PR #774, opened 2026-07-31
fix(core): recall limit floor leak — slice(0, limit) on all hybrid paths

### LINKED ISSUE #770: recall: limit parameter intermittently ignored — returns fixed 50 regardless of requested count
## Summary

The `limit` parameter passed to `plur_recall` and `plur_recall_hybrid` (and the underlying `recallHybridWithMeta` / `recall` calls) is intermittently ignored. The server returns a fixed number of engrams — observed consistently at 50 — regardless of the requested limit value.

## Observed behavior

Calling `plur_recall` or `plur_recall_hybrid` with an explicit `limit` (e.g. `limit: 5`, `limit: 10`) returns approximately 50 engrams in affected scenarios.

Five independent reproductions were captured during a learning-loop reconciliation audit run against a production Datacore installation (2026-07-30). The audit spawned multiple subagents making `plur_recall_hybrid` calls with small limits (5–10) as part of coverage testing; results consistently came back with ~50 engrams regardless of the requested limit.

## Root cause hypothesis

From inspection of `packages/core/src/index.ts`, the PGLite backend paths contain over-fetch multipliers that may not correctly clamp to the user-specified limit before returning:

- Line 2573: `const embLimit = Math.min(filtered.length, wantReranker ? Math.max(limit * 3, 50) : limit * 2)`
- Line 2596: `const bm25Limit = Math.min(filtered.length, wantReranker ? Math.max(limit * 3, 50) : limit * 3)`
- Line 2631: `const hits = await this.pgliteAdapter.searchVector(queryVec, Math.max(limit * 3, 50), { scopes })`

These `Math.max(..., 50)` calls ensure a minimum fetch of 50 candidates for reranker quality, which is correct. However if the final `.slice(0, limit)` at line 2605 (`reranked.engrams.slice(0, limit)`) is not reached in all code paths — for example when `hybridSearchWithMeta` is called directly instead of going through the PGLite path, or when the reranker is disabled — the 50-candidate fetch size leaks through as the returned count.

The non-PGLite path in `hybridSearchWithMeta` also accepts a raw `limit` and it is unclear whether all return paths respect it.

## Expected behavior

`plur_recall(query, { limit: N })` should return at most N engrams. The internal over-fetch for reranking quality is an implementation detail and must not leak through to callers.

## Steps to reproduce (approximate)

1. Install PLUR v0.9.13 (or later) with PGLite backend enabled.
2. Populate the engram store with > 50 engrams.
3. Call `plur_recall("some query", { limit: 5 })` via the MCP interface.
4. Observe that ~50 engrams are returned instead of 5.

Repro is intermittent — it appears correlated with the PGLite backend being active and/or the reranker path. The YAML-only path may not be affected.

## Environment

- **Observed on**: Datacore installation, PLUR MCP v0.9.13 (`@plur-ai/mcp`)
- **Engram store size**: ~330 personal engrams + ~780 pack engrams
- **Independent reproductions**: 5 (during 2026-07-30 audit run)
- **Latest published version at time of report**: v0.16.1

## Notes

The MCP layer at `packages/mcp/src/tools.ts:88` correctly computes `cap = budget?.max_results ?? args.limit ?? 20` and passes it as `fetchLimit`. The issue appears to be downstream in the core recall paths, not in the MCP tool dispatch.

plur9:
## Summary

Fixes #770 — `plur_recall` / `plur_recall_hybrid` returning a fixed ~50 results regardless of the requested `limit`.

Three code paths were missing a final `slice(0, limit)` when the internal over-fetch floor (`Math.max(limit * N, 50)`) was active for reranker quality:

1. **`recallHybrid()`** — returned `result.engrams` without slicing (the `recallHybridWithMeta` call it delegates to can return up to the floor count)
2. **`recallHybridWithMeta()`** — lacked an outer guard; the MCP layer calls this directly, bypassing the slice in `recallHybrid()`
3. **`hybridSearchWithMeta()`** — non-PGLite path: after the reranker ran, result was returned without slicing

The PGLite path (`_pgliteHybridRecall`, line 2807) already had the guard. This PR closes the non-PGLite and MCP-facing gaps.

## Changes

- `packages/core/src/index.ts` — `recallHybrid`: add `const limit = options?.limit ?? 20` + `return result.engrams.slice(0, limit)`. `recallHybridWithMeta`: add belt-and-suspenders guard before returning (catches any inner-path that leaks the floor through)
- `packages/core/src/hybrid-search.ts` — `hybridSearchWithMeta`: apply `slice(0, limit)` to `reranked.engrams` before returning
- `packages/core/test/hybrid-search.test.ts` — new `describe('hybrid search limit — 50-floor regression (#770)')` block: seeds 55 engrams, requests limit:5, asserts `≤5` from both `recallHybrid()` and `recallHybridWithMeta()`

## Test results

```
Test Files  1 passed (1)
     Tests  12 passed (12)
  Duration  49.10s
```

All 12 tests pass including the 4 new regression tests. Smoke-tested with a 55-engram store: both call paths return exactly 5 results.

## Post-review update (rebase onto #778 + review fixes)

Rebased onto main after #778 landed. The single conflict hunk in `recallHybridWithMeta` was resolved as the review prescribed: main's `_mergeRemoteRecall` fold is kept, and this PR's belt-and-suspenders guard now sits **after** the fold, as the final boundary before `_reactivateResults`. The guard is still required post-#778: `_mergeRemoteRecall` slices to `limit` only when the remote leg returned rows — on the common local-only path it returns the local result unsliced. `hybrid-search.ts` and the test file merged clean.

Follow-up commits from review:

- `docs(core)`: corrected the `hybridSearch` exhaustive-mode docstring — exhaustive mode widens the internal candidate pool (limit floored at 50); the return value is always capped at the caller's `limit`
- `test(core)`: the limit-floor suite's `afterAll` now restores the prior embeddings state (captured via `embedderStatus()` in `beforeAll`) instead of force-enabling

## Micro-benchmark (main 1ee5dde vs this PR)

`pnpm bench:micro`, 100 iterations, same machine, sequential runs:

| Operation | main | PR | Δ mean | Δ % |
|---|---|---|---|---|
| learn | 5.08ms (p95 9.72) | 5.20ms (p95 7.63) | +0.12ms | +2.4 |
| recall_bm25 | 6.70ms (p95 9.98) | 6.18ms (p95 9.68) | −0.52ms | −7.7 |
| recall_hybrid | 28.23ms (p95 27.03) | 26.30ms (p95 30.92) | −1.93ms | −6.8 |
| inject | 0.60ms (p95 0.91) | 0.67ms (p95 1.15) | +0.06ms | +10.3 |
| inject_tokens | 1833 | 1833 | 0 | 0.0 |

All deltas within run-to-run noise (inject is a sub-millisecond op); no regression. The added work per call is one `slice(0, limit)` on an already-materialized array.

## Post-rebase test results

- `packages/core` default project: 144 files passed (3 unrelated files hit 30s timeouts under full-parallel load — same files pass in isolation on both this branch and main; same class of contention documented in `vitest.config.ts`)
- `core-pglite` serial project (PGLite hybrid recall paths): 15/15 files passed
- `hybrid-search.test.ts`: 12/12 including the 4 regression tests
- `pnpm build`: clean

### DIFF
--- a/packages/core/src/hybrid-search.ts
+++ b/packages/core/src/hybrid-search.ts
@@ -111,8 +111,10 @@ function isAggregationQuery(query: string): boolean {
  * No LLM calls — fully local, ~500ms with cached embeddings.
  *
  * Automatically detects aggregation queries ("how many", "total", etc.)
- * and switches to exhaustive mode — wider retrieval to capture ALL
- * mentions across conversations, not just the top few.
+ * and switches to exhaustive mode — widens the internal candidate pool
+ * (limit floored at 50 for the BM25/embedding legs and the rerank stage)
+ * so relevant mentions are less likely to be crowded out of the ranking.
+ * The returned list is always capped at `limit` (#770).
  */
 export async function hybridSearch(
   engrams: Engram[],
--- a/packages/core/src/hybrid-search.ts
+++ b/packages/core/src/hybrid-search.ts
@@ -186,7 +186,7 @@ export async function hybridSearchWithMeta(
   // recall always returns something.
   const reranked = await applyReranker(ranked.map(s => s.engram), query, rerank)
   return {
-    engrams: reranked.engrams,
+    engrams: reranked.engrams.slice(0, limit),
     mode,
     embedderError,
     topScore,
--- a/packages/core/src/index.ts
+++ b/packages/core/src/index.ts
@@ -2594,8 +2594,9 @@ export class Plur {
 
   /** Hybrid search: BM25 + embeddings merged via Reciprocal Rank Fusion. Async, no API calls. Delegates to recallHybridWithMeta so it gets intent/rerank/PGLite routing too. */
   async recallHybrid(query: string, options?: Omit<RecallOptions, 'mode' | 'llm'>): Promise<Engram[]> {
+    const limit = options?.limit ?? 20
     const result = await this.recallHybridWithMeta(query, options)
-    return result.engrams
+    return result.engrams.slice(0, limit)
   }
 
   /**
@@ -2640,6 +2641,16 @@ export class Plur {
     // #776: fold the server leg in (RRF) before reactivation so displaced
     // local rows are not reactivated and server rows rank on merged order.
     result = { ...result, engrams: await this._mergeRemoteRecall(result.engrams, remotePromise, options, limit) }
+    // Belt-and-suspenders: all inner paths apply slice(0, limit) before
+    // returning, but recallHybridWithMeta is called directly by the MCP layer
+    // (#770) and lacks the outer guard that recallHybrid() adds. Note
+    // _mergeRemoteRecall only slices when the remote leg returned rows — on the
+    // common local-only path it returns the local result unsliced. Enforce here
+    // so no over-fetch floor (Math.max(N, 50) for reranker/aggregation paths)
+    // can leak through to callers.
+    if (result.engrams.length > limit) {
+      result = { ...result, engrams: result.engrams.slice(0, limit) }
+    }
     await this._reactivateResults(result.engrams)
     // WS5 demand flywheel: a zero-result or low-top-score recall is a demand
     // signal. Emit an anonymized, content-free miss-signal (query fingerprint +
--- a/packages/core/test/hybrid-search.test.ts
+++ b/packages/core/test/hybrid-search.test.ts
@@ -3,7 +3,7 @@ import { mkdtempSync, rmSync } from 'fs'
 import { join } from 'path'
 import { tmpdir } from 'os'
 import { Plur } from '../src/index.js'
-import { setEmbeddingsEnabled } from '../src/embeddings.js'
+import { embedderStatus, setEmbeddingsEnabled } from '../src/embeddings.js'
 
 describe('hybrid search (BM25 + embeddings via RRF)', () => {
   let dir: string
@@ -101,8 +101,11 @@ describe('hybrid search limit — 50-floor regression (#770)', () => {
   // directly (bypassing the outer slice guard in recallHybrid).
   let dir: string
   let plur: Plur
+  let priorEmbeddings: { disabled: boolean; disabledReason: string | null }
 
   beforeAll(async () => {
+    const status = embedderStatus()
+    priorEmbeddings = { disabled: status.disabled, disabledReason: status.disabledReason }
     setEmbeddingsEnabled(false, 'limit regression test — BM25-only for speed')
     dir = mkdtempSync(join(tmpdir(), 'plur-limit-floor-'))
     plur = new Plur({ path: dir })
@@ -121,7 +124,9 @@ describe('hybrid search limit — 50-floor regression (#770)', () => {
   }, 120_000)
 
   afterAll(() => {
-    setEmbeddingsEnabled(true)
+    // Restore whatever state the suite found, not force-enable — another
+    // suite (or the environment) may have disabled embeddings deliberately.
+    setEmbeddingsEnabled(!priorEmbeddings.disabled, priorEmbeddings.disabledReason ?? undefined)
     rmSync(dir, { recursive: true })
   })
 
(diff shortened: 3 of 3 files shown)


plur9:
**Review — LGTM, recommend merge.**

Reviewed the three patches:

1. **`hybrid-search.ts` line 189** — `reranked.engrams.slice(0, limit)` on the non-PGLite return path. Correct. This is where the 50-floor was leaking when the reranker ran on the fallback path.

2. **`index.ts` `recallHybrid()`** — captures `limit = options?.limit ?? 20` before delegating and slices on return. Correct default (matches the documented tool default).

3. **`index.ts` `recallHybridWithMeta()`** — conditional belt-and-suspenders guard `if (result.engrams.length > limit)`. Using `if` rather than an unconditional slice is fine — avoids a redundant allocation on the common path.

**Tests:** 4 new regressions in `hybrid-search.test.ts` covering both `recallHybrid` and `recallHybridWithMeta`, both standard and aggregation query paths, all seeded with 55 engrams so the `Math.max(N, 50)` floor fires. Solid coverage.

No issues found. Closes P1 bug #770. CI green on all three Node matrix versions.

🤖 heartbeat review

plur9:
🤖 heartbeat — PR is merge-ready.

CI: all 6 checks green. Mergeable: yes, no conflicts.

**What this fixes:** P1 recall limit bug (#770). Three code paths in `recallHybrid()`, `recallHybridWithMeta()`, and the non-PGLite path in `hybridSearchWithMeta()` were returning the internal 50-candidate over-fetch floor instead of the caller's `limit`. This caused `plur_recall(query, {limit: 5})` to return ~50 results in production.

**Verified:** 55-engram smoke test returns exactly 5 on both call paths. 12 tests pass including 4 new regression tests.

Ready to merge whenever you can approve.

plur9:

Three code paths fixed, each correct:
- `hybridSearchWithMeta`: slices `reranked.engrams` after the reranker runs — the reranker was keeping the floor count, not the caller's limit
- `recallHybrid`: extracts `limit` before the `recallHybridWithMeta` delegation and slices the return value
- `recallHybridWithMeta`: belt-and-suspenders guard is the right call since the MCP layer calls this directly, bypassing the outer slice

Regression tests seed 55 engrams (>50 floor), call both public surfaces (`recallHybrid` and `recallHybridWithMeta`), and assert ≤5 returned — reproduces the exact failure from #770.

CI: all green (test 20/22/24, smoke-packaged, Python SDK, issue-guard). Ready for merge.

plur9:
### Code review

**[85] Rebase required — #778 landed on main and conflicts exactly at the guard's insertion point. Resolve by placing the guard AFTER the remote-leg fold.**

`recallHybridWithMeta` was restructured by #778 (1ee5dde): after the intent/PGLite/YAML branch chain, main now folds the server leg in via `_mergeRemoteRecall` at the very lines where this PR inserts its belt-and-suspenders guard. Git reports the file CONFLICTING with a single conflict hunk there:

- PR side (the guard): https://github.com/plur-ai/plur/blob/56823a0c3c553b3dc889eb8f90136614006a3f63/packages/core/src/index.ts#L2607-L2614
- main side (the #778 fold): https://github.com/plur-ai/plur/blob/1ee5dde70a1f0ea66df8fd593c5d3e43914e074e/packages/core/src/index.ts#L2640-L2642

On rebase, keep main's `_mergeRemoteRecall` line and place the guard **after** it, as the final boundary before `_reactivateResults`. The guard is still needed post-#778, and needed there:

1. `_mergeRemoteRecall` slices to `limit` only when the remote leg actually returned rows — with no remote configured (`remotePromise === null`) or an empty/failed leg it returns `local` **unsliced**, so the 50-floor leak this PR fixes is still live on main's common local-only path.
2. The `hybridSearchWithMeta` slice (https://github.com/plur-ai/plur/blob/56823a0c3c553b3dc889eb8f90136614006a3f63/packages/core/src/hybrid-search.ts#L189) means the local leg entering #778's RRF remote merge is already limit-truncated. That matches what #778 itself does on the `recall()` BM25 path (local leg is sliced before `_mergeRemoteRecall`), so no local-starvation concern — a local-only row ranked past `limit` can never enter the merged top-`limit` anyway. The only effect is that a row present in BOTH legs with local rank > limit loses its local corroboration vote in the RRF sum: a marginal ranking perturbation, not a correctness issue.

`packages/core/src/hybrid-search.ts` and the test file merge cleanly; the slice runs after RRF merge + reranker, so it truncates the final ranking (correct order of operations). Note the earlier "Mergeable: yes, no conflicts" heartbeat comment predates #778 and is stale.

● ● ● ●

Take each line above that contains "function" and copy it out.

(EXERCISE SOLUTION):
@@ -111,8 +111,10 @@ function isAggregationQuery(query: string): boolean {
 export async function hybridSearch(
@@ -186,7 +186,7 @@ export async function hybridSearchWithMeta(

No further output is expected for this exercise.